Try to stop apache, you get any errors?

----------

## indros

If you're only getting that one line for apache, it's hanging up, and not forking properly. I recommend commenting out all APACHE2_OPTS, and try starting. Then if it works successfully, you need to add the opts one-by-one. And start and restart.

----------

## Thrifty

Professorn:  No, no errors but the process doesn't die.

I then just killall -9 apache2

----------

## professorn

I dont know but have a look at my thred: https://forums.gentoo.org/viewtopic.php?t=107826

----------

## Thrifty

After turning Debug on I am now getting:

[Tue Nov 25 09:09:27 2003] [info] mod_unique_id: using ip addr 203.98.6.250

[Tue Nov 25 09:09:28 2003] [notice] Digest: generating secret for digest authentication ...

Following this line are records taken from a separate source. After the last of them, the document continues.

PR #3974, opened 2021-02-12
[DI2-294] Missing uuid fix

janjaap:
As it turns out, not every node's data, coming the CMS' REST API, has a value for its prop `uuid`. The code was depending on that and thus threw an error for specific nodes. The cause is that related articles don't get the `uuid` prop from the normalization functions. The solution was to remove the `uuid` prop altogether and have all references point the `id` prop instead.

### DIFF
--- a/src/normalizations/cms/normalizeCMSResults.js
+++ b/src/normalizations/cms/normalizeCMSResults.js
@@ -65,14 +65,19 @@ export const getLocaleFormattedDate = ({
   }
 }
 
-export const getLinkProps = ({ type, uuid, field_link, field_special_type, title }, slug) => {
+export const getLinkProps = ({ type, uuid, id, field_link, field_special_type, title }, slug) => {
   let to = {}
 
+  // not every node has a uuid prop
+  const nodeId = uuid || id
+
   if (EDITORIAL_DETAIL_ACTIONS[type]) {
+    const nodeAnchorPropsFn = EDITORIAL_DETAIL_ACTIONS[type]
+
     if (type === CmsType.Special) {
-      to = EDITORIAL_DETAIL_ACTIONS[type](uuid, field_special_type, slug)
+      to = nodeAnchorPropsFn(nodeId, field_special_type, slug)
     } else {
-      to = EDITORIAL_DETAIL_ACTIONS[type](uuid, slug)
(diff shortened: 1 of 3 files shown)


chrisvanmook:
As we continuously having type errors, can we create typings for CMS results and convert this file to typescript?

src/normalizations/cms/normalizeCMSResults.js
```diff
@@ -65,14 +65,19 @@ export const getLocaleFormattedDate = ({
   }
 }
 
-export const getLinkProps = ({ type, uuid, field_link, field_special_type, title }, slug) => {
+export const getLinkProps = ({ type, uuid, id, field_link, field_special_type, title }, slug) => {
   let to = {}
 
+  // not every node has a uuid prop
+  const nodeId = uuid || id
```
jonkoops, line 72: Dear god why Drupal? WHYYYY?

jonkoops, line 72:
```suggestion
  const nodeId = uuid ?? id
```

src/normalizations/cms/normalizeCMSResults.js
```diff
@@ -137,7 +143,7 @@ export const normalizeObject = (data) => {
 
   return {
     key: uuid,
-    id: uuid,
+    id: id || uuid,
```
jonkoops, line 146:
```suggestion
    id: id ?? uuid,
```

jonkoops (approved):

src/normalizations/cms/normalizeCMSResults.js
janjaap: Actually, it's not Drupal. It's our own doing. I'll make some changes, because `uuid` is a prop that isn't needed.

jonkoops: It should be, we use it for articles and such. Doesn't every node in Drupal require a UUID?

jonkoops (approved):

src/normalizations/cms/normalizeCMSResults.js
janjaap: I haven't seen any node with a `uuid` prop in the JSON output.

PR #292, opened 2021-02-01
Install facet drilldown module

DuttonMa:
- install new facet drilldown contrib module that has been created by the Unity team
- configure consultation, publication and news search facets to use the new module


johangant (approved):
LGTM

PR #298, opened 2021-02-10
D8UN-310 Set up sites and export config

ooneill547:
Six new sites have been set up using installation profile and default config exported.


DuttonMa (approved):
Not really possible to review this comprehensively !
Have looked for a few gotchas and it all looks good to me as far as I can see.
I suggest that we merge it and see how it goes.

PR #300, opened 2021-02-12
D8UN-310 Update config split configuration

ooneill547:
The config split config was incorrect in the profile which caused unexpected behaviour. This has been changed and config exported again.


DuttonMa (approved):
Looks good to me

in the error log, nothing in the /var/log/messages though.

----------

## ckdake

That is pretty weird indeed.  I think I may be out of ideas.  There is always reemerging the whole thing from scratch.

----------

## Thrifty

I have also tried unmerging it then re-emerging it and no difference.

----------

## ckdake

do you have -D SSL in /etc/conf.d/apache2?  Someone mentioned something about this above but I dont think you said anything in response to it so you might have missed it.

If so, did you redo the ssl stuff per the virtual/mailhost guide instructions?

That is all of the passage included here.